Stored data entries
--- START ---

PR #796, opened 2022-01-13
Written spec for market decimal places

### LINKED ISSUE #776: Decimal place conversions
In order to start work on the decimal place conversions we require and issue or spec detailing the direction of the functionality required. This should also include acceptance criteria for the feature.

Open question on this is how will we account for fees etc. with differing decimal places?

EVODelavega:
I've tried to be as explicit/clear as possible. If things need to be clarified further, or other changes are needed, feel free to comment


non-protocol-specs/0009-market-decimal-places.md
```diff
@@ -0,0 +1,77 @@
+# Market decimal places
+
+This document aims to outline how we are to handle the decimal places of a given market, if said market is configured with fewer decimal places than its settlement asset. For example: a market settling in ETH can be configured to use only 9 decimal places (GWei) compared to ETH's 18. A market cannot specify _more_ decimal places than its settlement asset supports. This means that a market that settles in GBP can have anywhere between 0 and 2 decimal places, but no more. A market settling in Japanese yen can have no decimal places. Common sense.
```
barnabee: Why can a market not specify more decimals that it's settlement asset? We _could_ enforce this now but it is not something we would want to require in the long term so I am wondering if it's necessary now.

non-protocol-specs/0009-market-decimal-places.md
```diff
@@ -0,0 +1,77 @@
...
+
+## Terminology
+
+* Settlement asset: the asset in which transactions for a given market are made (margin balances, fees, settlements, etc...).
```
barnabee, line 7: NB: in future there will be multiple settlement assets for some markets, which could have different numbers of decimal places

non-protocol-specs/0009-market-decimal-places.md
```diff
@@ -0,0 +1,77 @@
...
+* Market precision: the number of decimal places a market uses (as mentioned previously, a market where the smallest unit of ETH is a GWei has a 9 decimal places, so the market precision is 9)
```
barnabee: The "market precision" is really the price/quote precision, it is the number of decimal places used on the order book. Price and quotes on the order book are NOT guaranteed to be the same units as the settlement asset. For instance a price might be in USD to 4 decimal plades but settlement is in ETH to 18 places.

It is essential that we understand that these are NOT always going to be just the same types with different decimals and write our designs clearly.

non-protocol-specs/0009-market-decimal-places.md
```diff
@@ -0,0 +1,77 @@
...
+* Asset precision: the number of decimal places for a given asset. Again, a market with precision 9 that settles in ETH will have a market precision of 9, whereas the asset precision is 18.
```
barnabee, line 9:
```suggestion
* Asset precision: the number of decimal places for a given asset. Again, a market with precision 9 that settles in ETH will have a market precision of 9, whereas the asset precision is 18. Note that the asset precision is fixed for a given asset in the [asset framework](https://github.com/vegaprotocol/specs-internal/blob/master/protocol/0040-ASSF-asset_framework.md).
```

edd:
[Ironically this comment is WIP, but useful now so I’m posting it partially done]

The spec is nice and clear! What we need to do is add acceptance criteria in lots of different specs. I'm willing to do *that*, if we as a group can add more in this spec.

# New _governance_ ACs…
**Note**: These belong somewhere in 0001-MKTF and…
- When creating a market, a precision must be specified
- If a precision is specified that is more than the precision of the underlying, the market proposal must be `REJECTED`
- If a precision is specified that is equal to or less than the precision of the underlying, all events and orders, market data etc must have their monetary values returned in this precision, not the precision of the underlying

# New _margin_/insurance/account ACs…
**Note**: These belong in 0011-MARA, 0015-INSR, 0013-ACCT at least
- Margin calculations must be in the same precision as the market to which it relates.
- Insurance pool transfers must be in the same precision as the market to which it relates.
- General accounts are in the precision of the asset to which they relate

# New _order_ ACs…
**Note**: These belong in 0014-ORDT - pegs & market orders are unaffected
- Limit order prices must be specified in the correct precision for the market they are placed in. Clients must handle rounding or padding
- Trade values (price) are expressed in the precision of the market.

jeremyletang:
> [Ironically this comment is WIP, but useful now so I’m posting it partially done]
> 
> The spec is nice and clear! What wE need to do is add acceptance criteria in lots of different specs. I'm willing to do _that_, if we as a group can add more in this spec.
> # New governance ACs need to cover
> 
> **Note**: These belong somewhere in 0001-MKTF and…
> 
>     * When creating a market, a precision must be specified
>       
>       * Alternatively: If not specified, defaults to the precision of the underlying
>         
>         * In this case, the precision of the underlying should be returned when requesting the precision for the market
> 
>     * If a precision is specified that is more than the precision of the underlying, the market proposal must be `REJECTED`
> 
>     * If a precision is specified that is equal to or less than the precision of the underlying, all events and orders, market data etc must have their monetary values returned in this precision, not the precision of the underlying

I don't know if these are example or other, but I would make the decimalPlace mandatory for the new market proposal.

EVODelavega:
Yeah, this would make decimal place a mandatory field, as it's a crucial part of the market definition after all

edd:
> Yeah, this would make decimal place a mandatory field, as it's a crucial part of the market definition after all

Alright, I’ve edited my comment to remove the option / defaulting

edd:
This will likely have merge conflicts with #799 when adding acceptance criteria. Give me a shout and I will tidy it up.

edd:
Merged master to deal with some conflicts, now reviewing 👀

non-protocol-specs/0009-market-decimal-places.md
```diff
@@ -0,0 +1,79 @@
+# Market decimal places
+
+This document aims to outline how we are to handle the decimal places of a given market, if said market is configured with fewer decimal places than its settlement asset. For example: a market settling in ETH can be configured to use only 9 decimal places (GWei) compared to ETH's 18. A market cannot specify _more_ decimal places than its settlement asset supports. This means that a market that settles in GBP can have anywhere between 0 and 2 decimal places, but no more. A market settling in Japanese yen can have no decimal places. Common sense.
```
witgaw: I'd get rid of the last sentence. There are USD denominated markets that have more than 2 decimal places, see: https://www.sec.gov/divisions/marketreg/subpenny612faq.htm#:~:text=In%20general%2C%20the%20Rule%20prohibits,greater%20than%20%241.00%20per%20share.

So, in a sense, sure we can't have more precision in the market than we have in the representation of the asset that Vega uses, but that representation need not be tied to any real properties of the asset, say physical representation of USD where the lowest multiple is 1 cent. 

```suggestion
This document aims to outline how we are to handle the decimal places of a given market, if said market is configured with fewer decimal places than its settlement asset. For example: a market settling in ETH can be configured to use only 9 decimal places (GWei) compared to ETH's 18. A market cannot specify _more_ decimal places than its settlement asset supports.
```

non-protocol-specs/0009-market-decimal-places.md
```diff
@@ -0,0 +1,79 @@
...
+
+## Terminology
+
+* Settlement asset: the asset in which transactions for a given market are made (margin balances, fees, settlements, etc...).
+* Market precision: the number of decimal places a market uses (as mentioned previously, a market where the smallest unit of ETH is a GWei has a 9 decimal places, so the market precision is 9)
+* Asset precision: the number of decimal places for a given asset. Again, a market with precision 9 that settles in ETH will have a market precision of 9, whereas the asset precision is 18.
+
+## Mechanics
+
+It is possible to configure a market where orders can only be priced in increments of a specific size. This is done by specifying a different (smaller) number of decimal places than its settlement asset supports. Simply put: a market that settles in GBP can be configured to have 0 decimal places, in which case the price levels on the orderbook will be at least separated by £1, rather than the default penny (as GBP is an asset with 2 decimal places).
```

--- END ---

Task details: Would you please reproduce the entries above word for word?

Task result:
PR #796, opened 2022-01-13
Written spec for market decimal places

### LINKED ISSUE #776: Decimal place conversions
In order to start work on the decimal place conversions we require and issue or spec detailing the direction of the functionality required. This should also include acceptance criteria for the feature.

Open question on this is how will we account for fees etc. with differing decimal places?

EVODelavega:
I've tried to be as explicit/clear as possible. If things need to be clarified further, or other changes are needed, feel free to comment


non-protocol-specs/0009-market-decimal-places.md
```diff
@@ -0,0 +1,77 @@
+# Market decimal places
+
+This document aims to outline how we are to handle the decimal places of a given market, if said market is configured with fewer decimal places than its settlement asset. For example: a market settling in ETH can be configured to use only 9 decimal places (GWei) compared to ETH's 18. A market cannot specify _more_ decimal places than its settlement asset supports. This means that a market that settles in GBP can have anywhere between 0 and 2 decimal places, but no more. A market settling in Japanese yen can have no decimal places. Common sense.
```
barnabee: Why can a market not specify more decimals that it's settlement asset? We _could_ enforce this now but it is not something we would want to require in the long term so I am wondering if it's necessary now.

non-protocol-specs/0009-market-decimal-places.md
```diff
@@ -0,0 +1,77 @@
...
+
+## Terminology
+
+* Settlement asset: the asset in which transactions for a given market are made (margin balances, fees, settlements, etc...).
```
barnabee, line 7: NB: in future there will be multiple settlement assets for some markets, which could have different numbers of decimal places

non-protocol-specs/0009-market-decimal-places.md
```diff
@@ -0,0 +1,77 @@
...
+* Market precision: the number of decimal places a market uses (as mentioned previously, a market where the smallest unit of ETH is a GWei has a 9 decimal places, so the market precision is 9)
```
barnabee: The "market precision" is really the price/quote precision, it is the number of decimal places used on the order book. Price and quotes on the order book are NOT guaranteed to be the same units as the settlement asset. For instance a price might be in USD to 4 decimal plades but settlement is in ETH to 18 places.

It is essential that we understand that these are NOT always going to be just the same types with different decimals and write our designs clearly.

non-protocol-specs/0009-market-decimal-places.md
```diff
@@ -0,0 +1,77 @@
...
+* Asset precision: the number of decimal places for a given asset. Again, a market with precision 9 that settles in ETH will have a market precision of 9, whereas the asset precision is 18.
```
barnabee, line 9:
```suggestion
* Asset precision: the number of decimal places for a given asset. Again, a market with precision 9 that settles in ETH will have a market precision of 9, whereas the asset precision is 18. Note that the asset precision is fixed for a given asset in the [asset framework](https://github.com/vegaprotocol/specs-internal/blob/master/protocol/0040-ASSF-asset_framework.md).
```

edd:
[Ironically this comment is WIP, but useful now so I’m posting it partially done]

The spec is nice and clear! What we need to do is add acceptance criteria in lots of different specs. I'm willing to do *that*, if we as a group can add more in this spec.

# New _governance_ ACs…
**Note**: These belong somewhere in 0001-MKTF and…
- When creating a market, a precision must be specified
- If a precision is specified that is more than the precision of the underlying, the market proposal must be `REJECTED`
- If a precision is specified that is equal to or less than the precision of the underlying, all events and orders, market data etc must have their monetary values returned in this precision, not the precision of the underlying

# New _margin_/insurance/account ACs…
**Note**: These belong in 0011-MARA, 0015-INSR, 0013-ACCT at least
- Margin calculations must be in the same precision as the market to which it relates.
- Insurance pool transfers must be in the same precision as the market to which it relates.
- General accounts are in the precision of the asset to which they relate

# New _order_ ACs…
**Note**: These belong in 0014-ORDT - pegs & market orders are unaffected
- Limit order prices must be specified in the correct precision for the market they are placed in. Clients must handle rounding or padding
- Trade values (price) are expressed in the precision of the market.

jeremyletang:
> [Ironically this comment is WIP, but useful now so I’m posting it partially done]
> 
> The spec is nice and clear! What wE need to do is add acceptance criteria in lots of different specs. I'm willing to do _that_, if we as a group can add more in this spec.
> # New governance ACs need to cover
> 
> **Note**: These belong somewhere in 0001-MKTF and…
> 
>     * When creating a market, a precision must be specified
>       
>       * Alternatively: If not specified, defaults to the precision of the underlying
>         
>         * In this case, the precision of the underlying should be returned when requesting the precision for the market
> 
>     * If a precision is specified that is more than the precision of the underlying, the market proposal must be `REJECTED`
> 
>     * If a precision is specified that is equal to or less than the precision of the underlying, all events and orders, market data etc must have their monetary values returned in this precision, not the precision of the underlying

I don't know if these are example or other, but I would make the decimalPlace mandatory for the new market proposal.

EVODelavega:
Yeah, this would make decimal place a mandatory field, as it's a crucial part of the market definition after all

edd:
> Yeah, this would make decimal place a mandatory field, as it's a crucial part of the market definition after all

Alright, I’ve edited my comment to remove the option / defaulting

edd:
This will likely have merge conflicts with #799 when adding acceptance criteria. Give me a shout and I will tidy it up.

edd:
Merged master to deal with some conflicts, now reviewing 👀

non-protocol-specs/0009-market-decimal-places.md
```diff
@@ -0,0 +1,79 @@
+# Market decimal places
+
+This document aims to outline how we are to handle the decimal places of a given market, if said market is configured with fewer decimal places than its settlement asset. For example: a market settling in ETH can be configured to use only 9 decimal places (GWei) compared to ETH's 18. A market cannot specify _more_ decimal places than its settlement asset supports. This means that a market that settles in GBP can have anywhere between 0 and 2 decimal places, but no more. A market settling in Japanese yen can have no decimal places. Common sense.
```
witgaw: I'd get rid of the last sentence. There are USD denominated markets that have more than 2 decimal places, see: https://www.sec.gov/divisions/marketreg/subpenny612faq.htm#:~:text=In%20general%2C%20the%20Rule%20prohibits,greater%20than%20%241.00%20per%20share.

So, in a sense, sure we can't have more precision in the market than we have in the representation of the asset that Vega uses, but that representation need not be tied to any real properties of the asset, say physical representation of USD where the lowest multiple is 1 cent. 

```suggestion
This document aims to outline how we are to handle the decimal places of a given market, if said market is configured with fewer decimal places than its settlement asset. For example: a market settling in ETH can be configured to use only 9 decimal places (GWei) compared to ETH's 18. A market cannot specify _more_ decimal places than its settlement asset supports.
```

non-protocol-specs/0009-market-decimal-places.md
```diff
@@ -0,0 +1,79 @@
...
+
+## Terminology
+
+* Settlement asset: the asset in which transactions for a given market are made (margin balances, fees, settlements, etc...).
+* Market precision: the number of decimal places a market uses (as mentioned previously, a market where the smallest unit of ETH is a GWei has a 9 decimal places, so the market precision is 9)
+* Asset precision: the number of decimal places for a given asset. Again, a market with precision 9 that settles in ETH will have a market precision of 9, whereas the asset precision is 18.
+
+## Mechanics
+
+It is possible to configure a market where orders can only be priced in increments of a specific size. This is done by specifying a different (smaller) number of decimal places than its settlement asset supports. Simply put: a market that settles in GBP can be configured to have 0 decimal places, in which case the price levels on the orderbook will be at least separated by £1, rather than the default penny (as GBP is an asset with 2 decimal places).
```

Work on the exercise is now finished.